MECHANISMS OF SARCOPENIA

Changes in hormone levels

Aging is associated with changes in hormone levels, such as those of growth hormone (GH), insulin-like growth factor (IGF)-I, insulin, androgens, estrogens, and corticosteroids, all of which affect the anabolic and catabolic conditions for muscle protein metabolism [12]. Elderly people show a decrease in GH and IGF-I levels that is paralleled by changes in body composition [13]. Reduced testosterone and estrogen levels might cause decreased muscle mass as well as diminishing bone strength.

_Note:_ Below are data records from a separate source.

PR #53, opened 2024-06-06
New SWIP process - complete remake

zelig:
just contains new proposal as an update to README.

If accepted, should follow with complience changes

### DIFF
--- a/README.md
+++ b/README.md
@@ -1,34 +1,66 @@
-# SWIPs
-Swarm Improvement Proposals (SWIPs) describe standards for the Swarm platform, including core protocol 
-specifications, client APIs, and contract, interface and utility standards.
+ <div align="center">
+<h1 align="center">SWIPs</h1>
+<p align="center">
+    <a href="https://discord.com/channels/799027393297514537/1239813439136993280">
+        <img src="https://img.shields.io/badge/Community%20Channel%20for%20SWIPs-white?logo=discord">
+    </a>
+</p>
+<h3 align="center">Swarm Improvement Proposal repository.</h3>
+</div>
+
+<div align="center">
+<br />
+</div>
+
+<details open="open">
+<summary>Table of Contents</summary>
+
+- [About](#about)
+- [Contributing](#contributing)
+  - [Creating a new SWIP](#creating-a-new-swip)s
+  - [Updating a SWIP](#updating-a-swip)
+  - [Format and Structure](#format-and-structure)
+- [Curating SWIPs](#curating-swips)
+  - [SWIP Status Terms](#swip-status-terms)
+
+</details>
+
+# About
+
+Swarm Improvement Proposals (SWIPs) describe standards for the Swarm platform, including core protocol specifications, client APIs, and standards for contracts, interfaces, and utilities.
 
 A browsable version of all current and draft SWIPs can be found on [GitHub](SWIPs).
-<!-- TODO: This must be Swarm site eventually -->
 
 ## Contributing
 
-This README contains a high level description of contributing a SWIP, for convenience.
+This README provides a high-level description of the process for contributing a SWIP.
 
- 1. Review [SWIP-0](SWIPs/swip-0.md).
- 2. Fork the repository by clicking "Fork" in the top right.
- 3. Add your SWIP to your fork of the repository. There is a [template SWIP here](SWIPs/swip-X.md).
- 4. Submit a Pull Request to Swarm's [SWIPs repository](https://github.com/ethersphere/SWIPs).
+1. Review [SWIP-0](SWIPs/swip-0.md).
+2. Fork the repository by clicking "Fork" in the top right.
+3. Add your SWIP to your fork of the repository. A template SWIP can be found [here](SWIPs/swip-X.md).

Increased insulin resistance with aging is associated with augmentation of intramyocellular fat mass and loss of muscle function [12].

Inflammation

Cytokines play a pivotal role not only in muscle homeostasis, but also in the pathogenesis of clinical conditions characterized by alterations in protein metabolism [14]. An increase in proinflammatory cytokines, such as tumor necrosis factor (TNF)-α, interleukin (IL)-1β, and IL-6, results in muscle breakdown, which is caused by decreasing muscle protein synthesis and increasing myofibrillar protein degradation [15]. TNF-α induces nuclear factor-κB, which leads to increasing proteolysis by activating the ubiquitin-dependent proteolysis system. IL-6 is considered to be a catabolic cytokine due to its participation in the regulation of muscle protein turnover [14].

Other risk factors

Several previous studies have demonstrated that serum 25-hydroxyvitamin D (25(OH)D) levels are inversely correlated with various parameters of obesity [16]. 25(OH)D levels decrease longitudinally with aging [17]. Recently, we found that insulin resistance and 25(OH)D levels were independently associated with sarcopenic obesity in men, while insulin resistance and high sensitivity C-reactive protein were significant factors predicting sarcopenic obesity in women [18]. On the other hand, oxidative metabolism generates reactive oxygen species, which damage cell components, particularly mitochondria. Alterations to mtDNA increase with age in skeletal muscle and are affected by sarcopenia [19]. Another important factor in the regulation of skeletal muscle mass is myostatin, which suppresses differentiation and proliferation of myocytes [20]. Myostatin suppression may have therapeutic potential for improvement of sarcopenia [21].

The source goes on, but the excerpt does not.